It is common to borrow a car from a family member or friend. If you are unfortunately involved in an accident while driving a borrowed car, who is liable for damages if the accident results from inadequate maintenance?
While Holly Fontenot was driving a car owned by Patricia Neil and her husband, the parents of Fontenot’s fiancé, she was involved in a single-car accident when she lost control and hit a utility pole. Fontenot had the Neils’ permission to drive their car. There were also two minors in the car with her.
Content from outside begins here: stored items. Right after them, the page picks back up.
PR #879, opened 2017-03-04
Fix some dark mode visibility issues

asgdf:
This changes this: 
grafik 
to this:
grafik
The color attribute is repeated in the :hover rule because otherwise `.dark .popupmenu button:hover` would overwrite it (with black). Not sure if there's a more elegant way to solve this.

Fontenot and the mother of the two minor children passengers filed a lawsuit against Safeway Insurance, who insured the Neils’ car. Fontenot claimed the accident occurred because of a lack of maintenance. She claimed the car went off the road because it had a broken tie road, which caused the car’s steering mechanism to fail.
Safeway moved for a directed verdict under La. C.C.P. art 1672(B), claiming Fontenot had not presented evidence sufficient to show she was entitled to any relief. The court granted Safeway’s motion and dismissed Fontenot’s claims. Fontenot appealed.
The appellate court explained the trial court had granted Safeway’s motion for a directed verdict because Fontenot had not established what caused the car to go off the road and had not provided sufficient evidence there had been insufficient maintenance on the vehicle. Under King v. Louviere, the vehicle’s owner, not a driver who has been given permission to drive the car, is liable when an accident occurs because of a defect with the vehicle.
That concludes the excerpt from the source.